Nearly 300 million people worldwide have asthma, a chronic inflammatory lung disease that causes wheezing, coughing, chest tightness, and shortness of breath. Asthma is caused by a combination of genetic and environmental factors. Although symptoms can be prevented by avoiding triggers such as allergens and irritants, the prevalence of asthma has increased significantly since the 1970s.
Diet is increasingly recognized as an important risk factor for asthma. Foods that are rich in antioxidants, such as fruits and vegetables might be protective against this disease since decreased consumption of these foods is associated with an increased prevalence of asthma. There is also growing interest in the effects of soyfoods. Their isoflavone content may make them a protective food as well, which could be part of the explanation for the lower rates of asthma in Japan.

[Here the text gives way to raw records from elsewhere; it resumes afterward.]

PR #834, opened 2020-09-10
Fix bug with automatic wiring of temporary clock

leonardt:
This adds a test and fixes bugs related to automatic wiring of temporary
clocks.  The issue is that the automatic clock wiring logic assumed that
clocks were either driven or undriven at the sink of an instance.
However, in some case, the clock could be driven by a temporary value,
which itself isn't driven.  https://github.com/phanrahan/magma/pull/823
addressed one case where this issue arose, but did not cover the cases
presented in the added test.

First, the InsertWrapCasts logic had to be improved to traverse the
drivers of a port to find any instances where wrapping was necessary.
For example, we could have a temporary value of type Bit driving an
instance port of type Bit (no wrapping needed).  However, the driver of
the temporary Bit might be a clock, so a wrap needs to occur there.

The repr/insert_coreir_wire logic has been improved to handle anon bits
that are no driven (before it would try to call value on these to "skip"
them, but since they are undriven value would actually return the value
that it drives).

This changes the internal `driven` API to return True if a value is
driven (something is wired up to it), rather than True if trace() is
None.  The idea here is that this new version of `driven` is useful for
the above changes, while when we want to check whether a value can be
traced to a source driver, we can simply do trace() is None (whereas
there was no API to check if something is driven without tracing all the
way to a source).

### DIFF
--- a/magma/circuit.py
+++ b/magma/circuit.py
@@ -665,13 +665,13 @@ class DefineCircuitKind(CircuitKind):
 
     def check_unconnected(self):
         for port in self.interface.inputs():
-            if not port.driven():
+            if port.trace() is None:
                 msg = f"Output port {self.name}.{port.name} not driven"
                 _logger.error(msg, debug_info=self.debug_info)
 
         for inst in self.instances:
             for port in inst.interface.inputs():
-                if not port.driven():
+                if port.trace() is None:
                     msg = f"Input port {inst.name}.{port.name} not driven"
                     _logger.error(msg, debug_info=inst.debug_info)
 
--- a/magma/passes/insert_coreir_wires.py
+++ b/magma/passes/insert_coreir_wires.py
@@ -104,11 +104,13 @@ class InsertCoreIRWires(DefinitionPass):
         if value in self.seen:
             return  # in the case of inouts, we may see more than once
         self.seen.add(value)
+        print(type(value))
         if not value.driven():
             return  # undriven value, skip wire insertion
         driver = value.value()
 
-        while (driver is not None and driver.name.anon() and
+        while (driver is not None and
+               (driver.name.anon() and driver.driven()) and
                not driver.is_output()):
             value, driver = driver, driver.value()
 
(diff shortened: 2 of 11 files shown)


magma/circuit.py
```diff
@@ -665,13 +665,13 @@ def __new__(metacls, name, bases, dct):
 
     def check_unconnected(self):
         for port in self.interface.inputs():
-            if not port.driven():
```
rsetaluri, line 668: why should this be trace vs driven?

magma/passes/insert_coreir_wires.py
```diff
@@ -25,8 +26,9 @@ def __init__(self, T):
         if issubclass(T, Digital):
             coreir_lib = "corebit"
             coreir_genargs = None
-            # Convert to bit so we wrap named types like clock if necessary
-            T = Bit
+            if issubclass(T, (AsyncReset, AsyncResetN, Clock)):
```
rsetaluri, line 29: what is the case where we don't want `T = Bit` ?

magma/passes/insert_coreir_wires.py
```diff
@@ -108,7 +110,8 @@ def _insert_wire(self, value, definition):
             return  # undriven value, skip wire insertion
         driver = value.value()
 
-        while (driver is not None and driver.name.anon() and
+        while (driver is not None and
```
rsetaluri, line 113: just noting that i see this same condition in `interface.py` above, and again below in this file. maybe a common function

rsetaluri (approved):

magma/circuit.py
leonardt: With the change to the driven() interface, a port can be driven by a temporary (driven() is True), but tracing it to a source returns None (it's not driven by an output)

magma/passes/insert_coreir_wires.py
leonardt: ResetN or Reset (or any other subclass of Bit that's not AsyncReset/Clock).  The reason that the above types are special cased are that they correspond to coreir named types.  reset/resetn for example can just be treated as normal coreir bit

PR #835, opened 2020-09-11
Minor bug fixes for riscv_mini CSR

leonardt:
* Support bool/bit in m.concat
* Support BitVector for Register init
* Include "_" separating unique numeric IDs for inline combinational
  (avoids name clobbering when we rollover, such as when there are more
  than 10 variables)

For the third bug, it's unfortunately difficult to create a small example to reproduce the issue (since it inherently only manifests with large programs), so I just factored out the necessary code from the riscv_mini csr as a test.  It's not essential that this stays up to date with the actual code, since all we need is a program complex enough to generate enough IDs to test the unique name generation logic (i.e. what the program does is not important, the fact that it compiles without error is important)

### DIFF
--- a/magma/conversions.py
+++ b/magma/conversions.py
@@ -14,7 +14,6 @@ from .bfloat import BFloat
 from .digital import Digital
 from .tuple import Tuple, Product
 from .bitutils import int2seq
-import hwtypes
 import hwtypes as ht
 
 __all__ = ['bit']
@@ -104,7 +103,7 @@ def convertbits(value, n, totype, checkbit):
         return value
 
     convertible_types = (Digital, Tuple, Array, IntegerTypes,
-                         Sequence, hwtypes.BitVector)
+                         Sequence, ht.BitVector)
     if not isinstance(value, convertible_types):
         raise ValueError(
             "bits can only be used on a Bit, an Array, a Tuple, an int, or a"
@@ -115,7 +114,7 @@ def convertbits(value, n, totype, checkbit):
         if n is None:
             n = max(value.bit_length(), 1)
         ts = int2seq(value, n)
-    elif isinstance(value, hwtypes.BitVector):
+    elif isinstance(value, ht.BitVector):
         ts = value.bits()
     elif isinstance(value, Sequence):
         ts = list(value)
@@ -192,7 +191,7 @@ def bfloat(value, n=None):
 def concat(*arrays):
     ts = []
     for a in arrays:
-        if isinstance(a, hwtypes.BitVector):
+        if isinstance(a, ht.BitVector):
             ts.extend(a.bits())
         elif isinstance(a, Bit):
             ts.extend([a])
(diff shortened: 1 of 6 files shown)


leonardt:
Also adds logic to infer the type of the register from the init value (this adds some convenience when the user is specifying an init value, avoiding the need to specify both T and init when we can simply infer T from init)

magma/conversions.py
```diff
@@ -15,6 +15,7 @@
 from .tuple import Tuple, Product
 from .bitutils import int2seq
 import hwtypes
+import hwtypes as ht
```
rsetaluri, line 18: nit: stylistically, importing the same thing twice not preferred. think it's ok to refactor `hwtypes` to `ht` in the rest of this file if that's the preferred style going forward

magma/primitives/register.py
```diff
@@ -2,6 +2,7 @@
 
 import coreir
 import hwtypes
+import hwtypes as ht
```
rsetaluri, line 5: same as above

magma/conversions.py
```diff
@@ -195,6 +196,8 @@ def concat(*arrays):
             ts.extend(a.bits())
         elif isinstance(a, Bit):
             ts.extend([a])
+        elif isinstance(a, (bool, ht.Bit)):
+            ts.extend([Bit(a)])
         else:
```
rsetaluri, line 201: also just noting it because I see it now, not sure how robust this else is 😬

tests/test_syntax/test_inline_comb.py
```diff
@@ -136,3 +137,385 @@ def logic():
     tester.compile_and_run("verilator", skip_compile=True,
                            directory=os.path.join(os.path.dirname(__file__),
                                                   "build"))
+
+
+def test_csr_comb():
```
rsetaluri, line 142: Not disputing that it is so, but unclear to me why a simpler test example is difficult to construct? If my understanding is correct the issue was triggered when there were more than 10 new variables -- can this be deterministically hit in the case of 10 or more `elif`s? Or 10 or more separate variables?

If nothing else, would be good to change the name of the test to something more representative of the error, ala `test_many_name_gen` and add a comment at top of this function saying like "tests for issue ____ triggered when ____. actual circuit contents don't matter, just need complex circuit to trigger condition"

rsetaluri (approved):

tests/test_syntax/test_inline_comb.py
leonardt: Actually I think it needs 11 separate variables and 11 separate elifs.  In this situations, we could get a name with 111 which could be case number 11 and variable 1 or case number 1 and variable number 11.

I can try to create a contrived example that exercises the problem, I think I originally just thought that the contrived example would have to be so large/complex that there wasn't much value in creating it versus just using the code that was already written that produced the problem.

magma/conversions.py
leonardt: I think it assumes that `a: Array` and the above cases handle the implicit coercion to an array type.  We can add a type error if it's not an array.

tests/test_syntax/test_inline_comb.py
leonardt: Confirmed it's triggered with 11 variables and 11 elifs (because ssa appends a unique ID for every variable, so we'll get the 111 ambiguous case above without the "_" ending the prefix).  I added a test case that just has 11 variables and 11 cases that assign various values and triggers the type error induced by this problem.

rsetaluri (approved):
Looks good, thanks for addressing comments

PR #836, opened 2020-09-14
Add andR, orR, and xorR methods

leonardt:
These are convenience methods for m.reduce(<op>, <val>).  It's a common
operation and it's significantly less verbose to just call one of these
methods rather than having to do the full m.reduce and operator.<op>
style

To avoid a circular dependency between reduce.py and bits.py, I moved
the reduce logic into bits.  This seems reasonable since the other bits
related primitives are already housed there.


magma/__init__.py
```diff
@@ -100,6 +100,6 @@ def set_mantle_target(t):
 from .syntax.coroutine import coroutine
 
 from magma.primitives import (LUT, Mux, mux, Register, get_slice, set_slice,
-                              slice, reduce, Memory)
+                              slice, Memory)
```
leonardt, line 103: Import is now covered by the existing `from .bits import *`

rsetaluri: 😂

magma/bits.py
```diff
@@ -541,6 +543,15 @@ def __getitem__(self, index):
             return (self >> index)[0]
         return super().__getitem__(index)
 
+    def orR(self):
```
rsetaluri, line 546: unless these names are standard or mirror the names in some other system (say, Chisel), I think doing `<op>_reduce` or `reduce_<op>` looks better :)

rsetaluri (approved):

magma/bits.py
rsetaluri: Ok, I see the corresponding CoreIR primitives are `orr`, `xorr`, `andr`. I still think the function name can be the full word since this is a user-exposed function, and the CoreIR is mostly backend.

leonardt: Chisel uses orR, xoR, ... (that's where I got them), we could provide both.  One one hand, orR is significantly easier to type, on the other hand, maybe we shouldn't sacrifice ease of typing for readability (since autocomplete is prevalent these days), but I don't think orR, xorR, ... is too ambiguous to read easily.

rsetaluri: I think having both would be the least preferred option.

Personally prefer being on the side of the trade-off which is more clear and readable (also follows "code is the documentation" principle). But fine having `orR` etc. especially if it's in Chisel. Your call.

rsetaluri (approved):

PR #1146, opened 2022-09-29
[MLIR] Revert wrapping compile guarded modules in ifdef

rsetaluri:
Relevant PR:
  #1142

Relevant commits:
  bb95301e3fd2ade92f73d358ffb18ea6172d4f4c
  1133049bcc8ef74617c2fd7e0bacbf12a49e91b3


rsetaluri:
@leonardt note that this was a hack to begin with, and we no longer need the hack. Reverting it now to avoid it sticking around.

leonardt (approved):

PR #1149, opened 2022-10-04
[MLIR] Add option to disallow symbols with duplicate names

rsetaluri:


leonardt (approved):
LGTM, if I understand his correctly, MLIR doesn't care about the duplicate names and just appends a counter value to make it unique in the verilog.

PR #1150, opened 2022-10-04
Prototype Sum

leonardt:
Checking in a prototype implementation of the sum type, this isn't quite ready for widespread use, but I would like to it to be in the CI flow since it depends on the when logic.  Also, I think it's been sufficiently pushed through to get a review on the overall architecture and make some early decisions, e.g.:
(1) match, case context manager patterns (dispatching to when)
(2) stateful interpretation of the sum value based on the active context (the alternative is to use a named reference, e.g. `io.I.x`, to retrieve the interpreted value, but we'd still want to check the active context to verify that it's a legal reference, so if we're maintaining that state anyways it seems useful to the user to just have it interpreted correctly for them

### DIFF
--- a/.gitignore
+++ b/.gitignore
@@ -111,3 +111,4 @@ prof
 
 *.sublime-*
 benchmarks/*stats
+*bind_files.list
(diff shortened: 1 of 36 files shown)


leonardt:
Closing in favor of https://github.com/phanrahan/magma/pull/1367

PR #1156, opened 2022-10-14
[MLIR] Finalize whens last

leonardt:
Then when finalize must occur after any passes that modify the circuit

e.g. `insert_coreir_wires` could flatten a value used in the conditional logic, which then requires updating the when builder instance

### DIFF
--- a/magma/backend/mlir/mlir_compiler.py
+++ b/magma/backend/mlir/mlir_compiler.py
@@ -45,7 +45,6 @@ class MlirCompiler(Compiler):
         insert_coreir_wires(self.main)
         insert_wrap_casts(self.main)
         wire_clocks(self.main)
-
         # NOTE(leonardt): finalizing whens must happen after any
         # passes that modify the circuit.  This is because passes
         # could introduce more conditional logic, or they could
--- a/magma/backend/mlir/mlir_compiler.py
+++ b/magma/backend/mlir/mlir_compiler.py
@@ -39,18 +39,19 @@ class MlirCompiler(Compiler):
         return "mlir"
 
     def _run_passes(self):
-        # NOTE(leonardt): We elaborate tuples before finalizing when statements
-        # because they may cause array expansion (e.g. when we have an array of
-        # tuples).  If we remove the flatten_all_tuples requirement, we may
-        # finalize when earlier, but then we may still need this code path as
-        # an option.
         if self.opts.get("flatten_all_tuples", False):
             elaborate_tuples(self.main)
-        finalize_whens(self.main)
 
         insert_coreir_wires(self.main)
         insert_wrap_casts(self.main)
         wire_clocks(self.main)
+
+        # NOTE(leonardt): finalizing whens must happen after any
+        # passes that modify the circuit.  This is because passes
+        # could introduce more conditional logic, or they could
+        # trigger elaboration on values used in existing coditiona
+        # logic (which modifies the when builder)
+        finalize_whens(self.main)
         raise_logs_as_exceptions_pass(self.main)
 
     def compile(self):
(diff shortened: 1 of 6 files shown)


tests/test_when.py
```diff
@@ -485,6 +485,7 @@ class _Test(m.Circuit):
     assert check_gold(__file__, f"{basename}.mlir")
 
 
+@pytest.mark.skip("There's a bug in this test")
```
leonardt, line 488: Turns out there's a bug in this test, `x` is defined inside a when, and then referred to in the following otherwise, I'm not sure what the original intention of this was, it might have been a temporary change while I was debugging.  Working on a fix but will put it in a separate PR for clarity.

magma/backend/mlir/mlir_compiler.py
```diff
@@ -39,18 +39,19 @@ def suffix(self):
...
-        # finalize when earlier, but then we may still need this code path as
-        # an option.
         if self.opts.get("flatten_all_tuples", False):
             elaborate_tuples(self.main)
-        finalize_whens(self.main)
 
         insert_coreir_wires(self.main)
         insert_wrap_casts(self.main)
         wire_clocks(self.main)
+
```
rsetaluri, line 48: nit: remove white line

tests/test_backend/test_mlir/test_mlir_compiler.py
```diff
@@ -0,0 +1,17 @@
+import magma as m
+
+
+def test_mlir_compiler_finalize_when_order():
```
rsetaluri, line 4: let's move this to an example in `examples.py` as the other ones, maybe named `complex_when_lazy_tuple`

tests/test_when.py
rsetaluri, line 488: nit: let's make a more descriptive skip message, maybe `"Test does not pass due to when issue (#1156)"`

tests/test_backend/test_mlir/test_mlir_compiler.py
leonardt: I moved it to examples, but it looks like the existing examples flow doesn't use the mlir_compiler interface, so it doesn't test that pass ordering, so I left it in this separate test that uses `m.compile` for now

tests/test_backend/test_mlir/test_mlir_compiler.py
```diff
@@ -0,0 +1,7 @@
+import magma as m
+from examples import complex_when_lazy_tuple
+
+
+def test_mlir_compiler_finalize_when_order():
+    m.compile("build/complex_when_lazy_tuple", complex_when_lazy_tuple,
+              output="mlir")
```
rsetaluri, line 7: nit
```suggestion
    m.compile(
        "build/complex_when_lazy_tuple",
        complex_when_lazy_tuple,
        output="mlir",
    )
```

also let's use a tempdir and kill the build dir and .gitignore

tests/test_backend/test_mlir/test_mlir_compiler.py
```diff
@@ -0,0 +1,7 @@
+import magma as m
+from examples import complex_when_lazy_tuple
```
rsetaluri, line 2: nit
```suggestion

from examples import complex_when_lazy_tuple
```

tests/test_backend/test_mlir/test_utils.py
```diff
@@ -181,7 +181,7 @@ def get_local_examples() -> List[DefineCircuitKind]:
         examples.simple_memory_wrapper,
         examples.simple_undriven_instances,
         examples.simple_neg,
-        examples.simple_array_slice,
+        examples.simple_array_slice
```
rsetaluri, line 184: nit: leave `,`

rsetaluri (approved):
final comments, looks good if addressed

PR #1157, opened 2022-10-14
[When] Update when temp value scope

leonardt:
Updates the test so the temporary value is only referenced inside the scope it's created.

Updates the insert_coreir_wires logic to handle builders (needed for the when builder which hasn't been finalized).

I think this is probably a better pattern than allowing users to abuse the fact that the Python namespace allows values to fall through to the enclosing scope, otherwise we run into potential issues with latch inference (either we need to require the user to assign the value in all when contexts, or determine when a value is referenced outside it's context and change its enclosing scope).  While possible, I doubt there's many useful patterns that motivate this added complexity.

### DIFF
--- a/magma/backend/coreir/insert_coreir_wires.py
+++ b/magma/backend/coreir/insert_coreir_wires.py
@@ -119,6 +119,12 @@ class InsertCoreIRWires(DefinitionPass):
             for value in instance.interface.ports.values():
                 if not value.is_output():
                     self._insert_wire(value, definition)
+        for builder in definition._context_._builders:
+            if builder._finalized:
+                continue
+            for value in builder._io.inst_ports.values():
+                if not value.is_output():
+                    self._insert_wire(value, definition)
         for value in definition.interface.ports.values():
             if not value.is_output():
                 self._insert_wire(value, definition)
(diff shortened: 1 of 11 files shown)


magma/backend/coreir/insert_coreir_wires.py
```diff
@@ -119,6 +119,12 @@ def __call__(self, definition):
             for value in instance.interface.ports.values():
                 if not value.is_output():
                     self._insert_wire(value, definition)
+        for builder in definition._context_._builders:
```
rsetaluri, line 122: why do we do this? can we add a comment note for this?

magma/when.py
```diff
@@ -412,6 +412,11 @@ def _get_assignees_and_latches(ops: Iterable[_Op]) -> Tuple[Set, Set]:
                 )
             )
             assignees.update(then_assignees.union(else_assignees))
+            # Filter out values created in this context
```
rsetaluri, line 415:
```suggestion
            # Filter out any latches that were created in this when context.
```

rsetaluri (approved):

magma/backend/coreir/insert_coreir_wires.py
leonardt: Explained in the PR message, but i'll add a comment.

leonardt: More generally, we may want to reconsider when builders are finalized, and have a more unified API for iterating over instances/builders.  The motivation would be that passes may want to modify builders or even introduce them.  Right now we finalize builder when a definition closes, so I'm not sure it would work if a user opened a circuit then added another builder instance? We may want to finalize builders as a final step before compile (which provides a more open interface for circuit modification before compilation)

PR #1158, opened 2022-10-17
[MLIR] Support protocol types in module interface

rsetaluri:


tests/test_backend/test_mlir/golds/simple_compile_guard.v
```diff
@@ -2,27 +2,28 @@
 module COND1_compile_guard(	// <stdin>:1:1
   input port_0,
         CLK);
-  reg Register_inst0;	// <stdin>:2:10
```
rsetaluri, line 5: this file had some lingering errors and was never updated. not related to the main change

leonardt (approved):
Since these all seem related to the interface iterators, I wonder if it could be useful to have an "underlying_ports" API or something like that that's to be used by the backend to get the underlying magma values for protocols.

rsetaluri:
> Since these all seem related to the interface iterators, I wonder if it could be useful to have an "underlying_ports" API or something like that that's to be used by the backend to get the underlying magma values for protocols.

@leonardt good idea, see #1159.

PR #1163, opened 2022-10-18
[When] Add user extensible register pattern

leonardt:
I first tried to use the subclass m.Register pattern, but this ran into an issue with the m.Generator2 key logic and an unhashable dict from the metaclass arguments.  In the future, we may consider changing this to use a subclassing patterns, but I think we need to ensure that the Generator2 pattern is amenable to subclassing and that seems like a task for a separate PR.

A simpler approach is to use a `_magma_register_` magic flag that indicates values that should be treated as registers in the when logic. These values implement a `get_enable` API to support the default enable logic.


magma/primitives/when.py
```diff
@@ -76,17 +76,16 @@ def _get_corresponding_register_default(value: Type) -> Optional[Type]:
...
         value_inst = root_ref.inst
     except AttributeError:
         return None
-    if not isinstance(type(value_inst), Register):
+    if not type(value_inst)._magma_register_:
         return None
-    if isinstance(value, Enable):
-        return Enable(False)
+    if value is value_inst.get_enable():
+        return Bit(False)
```
leonardt, line 88: With the generic `get_enable API`, we have a more reliable way to find the enable values, but to make things more extensible (e.g. users that use a Bit enable type), we change the default wiring type to Bit.

magma/when.py
```diff
@@ -143,17 +131,27 @@ def _add_reg_enables(self):
...
         # Copy with list because this can add conditional wires
-        for wire in list(self._conditional_wires):
+        _conditional_wires = list(self._conditional_wires)
+
+        # Only wire enables once otherwise an elaborated register input value
+        # may trigger multiple wirings
+        # NOTE(leonardt): If we wanted to allow users to wire explicitly, we
+        # could lookup whether a wire to enable exists in _conditional_wires
+        # (which would also avoid multiple wirings)
+        seen = set()
```
leonardt, line 141: When running into this seen issue, I realized there is a simple way to allow users to explicitly wire enable if we wanted, but it still seems odd to support it (maybe they want to choose the wired value without updating for a case?)

leonardt: (Alternatively, we may decide to force the user to use the Enable type, and it's a simple update to the user code

leonardt:
Okay, I think I got a pattern I'm fairly happy with.  I added an AbstractRegister base class that the user can extend for the implicit when support.  The concrete m.Register is not viable for subclassing since it has special handling in the MLIR backend (e.g. the user can't give the subclass a special verilog code body definition).  There is the issue of "enforcing" the get_enable API.  The simplest way is to have the method on the Abstract generator class, but this makes calling it on the instance of the circuit a bit more tedious (have to call type and pass it the instance), but since this is done internally I think it's fairly reasonable, and seems better than option (2) which was to define the abstract method inside __init__ and patch it onto the generated class (which would also only work as an "abstract" method if the subclass called super().__init__ to cause the patching).  The current method will catch when the user forgets to implement the method, where option(2) the user could forget to call super.__init__ and then not get caught.

rsetaluri (commented):
I might prefer a registration pattern rather than a subclassing pattern.

So something where we maintain a list of register types, which by default holds our register. And then we can add `m.register_register_type()` (unfortunate name 😓, maybe `reg_type`).

leonardt:
Can you provide an argument for that over a class pattern? 

This seems reasonable to me given the abstract method and the isinstance check patterns.  That is, if we go with a "registration pattern" we have to maintain our own data structure to track this information, whereas the subclassing pattern the information is stored implicitly in the class hierarchy.  There would also no longer a contract to implement the get_enable interface beyond documentation.  I feel like this is a fairly standard use case of the class/subclass pattern? At a lower level, using a registration pattern requires us to add/maintain an API and internal data structure, whereas the class pattern has an implicit "API" (by providing the ability to subclass) and the information is stored implicitly (in the class hierarchy).

rsetaluri:
> Can you provide an argument for that over a class pattern?
> 
> This seems reasonable to me given the abstract method and the isinstance check patterns. That is, if we go with a "registration pattern" we have to maintain our own data structure to track this information, whereas the subclassing pattern the information is stored implicitly in the class hierarchy. There would also no longer a contract to implement the get_enable interface beyond documentation. I feel like this is a fairly standard use case of the class/subclass pattern? At a lower level, using a registration pattern requires us to add/maintain an API and internal data structure, whereas the class pattern has an implicit "API" (by providing the ability to subclass) and the information is stored implicitly (in the class hierarchy).

That's fair. I'm ok with this pattern. Made some updates and LGTM.

rsetaluri (approved):

PR #1166, opened 2022-10-21
[CompileGuard] Support simple anon drivees

leonardt:
For now, we only support anon values that are driving values with the same status: either all must be external or internal. We also assume that more drivees will not be added after the fact. We still do not support unwired anon values, nor do we support anon values that have wirings that change after the compile_guard (e.g. an internal value is then wired to an external value after the compile guard)

In the future, we could improve support by:
(1) staging the resolving of externality until the end of definition 
(2) copy anon values that drive mixed values (one copy for external, one for internal)
(3) do final wiring for internal/external copies with the proper values


tests/test_compile_guard.py
```diff
@@ -324,3 +324,39 @@ class Top(m.Circuit):
...
+            x.undriven()  # x is driven internally
+            out = m.Register(m.Bit)()(x)
+
+        io.O @= io.I
+
+    m.compile("build/test_compile_guard_anon_driven_internal", _Top,
+              output="mlir")
+    assert m.testing.check_files_equal(
+        __file__, "build/test_compile_guard_anon_driven_internal.mlir",
+        "gold/test_compile_guard_anon_driven_internal.mlir")
```
rsetaluri, line 345: nit
```suggestion
    basename = "test_compile_guard_anon_driven_internal"
    m.compile(f"build/{basename}", _Top, output="mlir")
    assert m.testing.check_files_equal(
        __file__, f"build/{basename}.mlir", f"gold/{basename}.mlir"
    )
```

tests/test_compile_guard.py
```diff
@@ -324,3 +324,39 @@ class Top(m.Circuit):
...
+        io.O @= x  # x drives an external value
+
+        with m.compile_guard("COND", defn_name="COND_compile_guard"):
+            x @= m.Register(m.Bit)()(io.I)
+
+    m.compile("build/test_compile_guard_anon_driving_external", _Top,
+              output="mlir")
+    assert m.testing.check_files_equal(
+        __file__, "build/test_compile_guard_anon_driving_external.mlir",
+        "gold/test_compile_guard_anon_driving_external.mlir")
```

Researchers from the Johns Hopkins University School of Medicine compared the isoflavone intake of 300 patients with poorly controlled asthma. They measured isoflavone intake with a questionnaire that assessed intake of soyfoods, which are the only foods that provide relevant amounts of isoflavones. Patients with the lowest isoflavone consumption had worse asthma symptoms. For example, on a test that measured the amount of air that patients could expel from their lungs, those with the lowest isoflavone intake had a reduced capacity that was equivalent to 6 to 7 years of age-related lung function decline. Also, a higher proportion of patients in the low isoflavone group reported an episode of poor asthma control. While more research is needed to confirm the relationship, it’s possible that including soyfoods in your diet could aid in asthma control.
Bime C, Wei CY, Holbrook J, Smith LJ, Wise RA. Association of dietary soy genistein intake with lung function and asthma control: a post-hoc analysis of patients enrolled in a prospective multicentre clinical trial. Primary care respiratory journal : journal of the General Practice Airways Group 2012.